AMD has revealed more on its processor work as it gets up for the launch of its next-generation hardware.
One year on from the launch of its first-generation EPYC server chips, the company updated media on how the platform is comparing against its great rival Intel.
The company is due to reveal the second raft of its chips, codenamed Rome, later this year, with a public launch set for the middle of 2019.
The launch plays a critical part of AMD’s ongoing campaign to take on Intel in the battle for market supremacy, and the company is increasingly bullish about its value proposition versus the competition.
"EPYC is so severely superior to what the competition is building that we're doubling down and focusing energy on winning market share in this space", Daniel Bounds, senior director of AMD’s data centre and embedded solutions group, said at a media briefing in London today.
Bounds presented an update on the first year performance of EPYC, which launched last June as part of a high-end campaign to topple Intel’s dominance in the data centre space.
He noted that EPYC has already been able to capture a significant proportion of several key markets, including 55 percent of the virtualisation and cloud space.
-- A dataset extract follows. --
PR #363, opened 2023-10-02
Call runtime.LockOSThread() before ptrace

RonFed:
From my testing, ptrace-ing the instrumented process failed every once in a while with an error "no such process"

Part of this is thanks to EPYC’s ability to reducing licensing costs and overall total cost of ownership (TCO), potentially saving companies hundreds of thousands.
EPYC also offers sturdier security protection against threats such as Foreshadow, Bounds noted, unlike Intel’s offerings, which required signficiant patching to be secure.
"Our view is you can either choose performance, or you can choose security - our view is that EPYC is the only choice, as you don't need to choose,” he noted.
“We're in a constant state of expansion,” he added, “the broader ecosystem really matters to us...that's how we win.”